Required action: Give the number of lines in the records below that include the word "jfversluis", and add nothing to it.

Records from a data collection

PR #18615, opened 2023-11-08
Appshell item template

licon4812:
### Description of Change

This PR adds AppShell item templates so that users can add an Appshell to their application if they started with a blank project


src/Templates/src/templates/maui-appshell-csharp/NewAppshell1.cs
```diff
@@ -0,0 +1,16 @@
+namespace MauiApp1;
+
+public class NewAppshell1 : Shell
+{
+	public NewAppshell1()
+	{
+		shell = new Shell()
```
Eilon, line 7: I think this field is not declared anywhere?

src/Templates/src/templates/maui-appshell-xaml/NewAppshell1.xaml.cs
```diff
@@ -0,0 +1,9 @@
+﻿namespace MauiApp1;
+
+public partial class NewAppshell1 : Shell
+{
+    public NewAppshell1()
+    {
+		InitializeComponent();
```
Eilon, line 7: Formatting here is mixing tabs and spaces.

src/Templates/src/Microsoft.Maui.Templates.csproj
```diff
@@ -58,27 +58,16 @@
     <BeforePack>_UpdateTemplateVersions</BeforePack>
   </PropertyGroup>
```
Eilon, line 60: Were any changes to this file deliberate? If not, please undo the changes to this file.

src/Templates/src/templates/maui-appshell-csharp/NewAppshell1.cs
```diff
@@ -0,0 +1,16 @@
...
+		{
+			Children =
+			{
+				new FlyoutItem{ Title = "Cats" }
```
Eilon, line 11: I suggest instead of cats/dogs, to use a more generic `Item 1` and `Item 2`

Eilon (changes requested):
Hi, I left a few comments in this PR, but we also need to verify that this feature aligns with scenarios that we want to support. Tagging @PureWeen to confirm that.

PureWeen:
@jfversluis @davidortinau  thoughts?

src/Templates/src/templates/maui-appshell-csharp/NewAppshell1.cs
```diff
@@ -0,0 +1,16 @@
+namespace MauiApp1;
+
+public class NewAppshell1 : Shell
+{
+	public NewAppshell1()
+	{
+		var shell = new Shell()
+		{
+			Children =
```
davidortinau, line 9: Same comment as the XAML version, we shouldn't provide code that doesn't work as expected, but instead a sample of code that would work when implemented specific to the app. 

Also this isn't a valid implementation. It should look something like this:

```csharp
public class MyShell : Shell
{
	public MyShell()
	{
		this.Items.Add(new FlyoutItem
		{
			Title = "Dashboard",
			Items =
			{
				new ShellContent
				{
					ContentTemplate = new DataTemplate(typeof(DashboardPage)),
				}
			}
		});

		this.Items.Add(new FlyoutItem
		{
			Title = "Add Vocab",
			Items =
			{
				new ShellContent
				{
					ContentTemplate = new DataTemplate(typeof(AddVocabularyPage)),
				}
			}
		});
	}
}
```

davidortinau:
Generally I'm okay with having item templates for this, however we should consider if we want to promote the notion of using multiple Shells in a single project. What we have been seeing is devs using multiple Shells for scenarios that are better achieved with the features of a single Shell using the visibility and enabled properties. For example, swapping shell implementations on MainPage is not performant compared to using those properties.

licon4812:
Maybe have the appshell as an option in the project creation instead of an item template?

jfversluis:
Let's take a step back: what is the thing we're trying to solve with this? What triggered you @licon4812 to implement this?

I don't think we ever heard much ask for adding this by other users? Granted, this will be something that is extra and will not bother people unless they go looking for it. On the other hand, we will be the ones having to maintain this and once it's in there, its hard to remove it again.

licon4812:
Basically, I just want an option to add a shell to a project IF the project was created without one. Basically just a minor thing

licon4812:
@jfversluis  that is a very good point, I was basically just wanting a time savour, which might already exist in plugins anyway.

jfversluis:
All things considered I don't think this is something we would want to do right now. But again: your efforts and point of view are appreciated. Looking forward to your next contribution!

Output: 4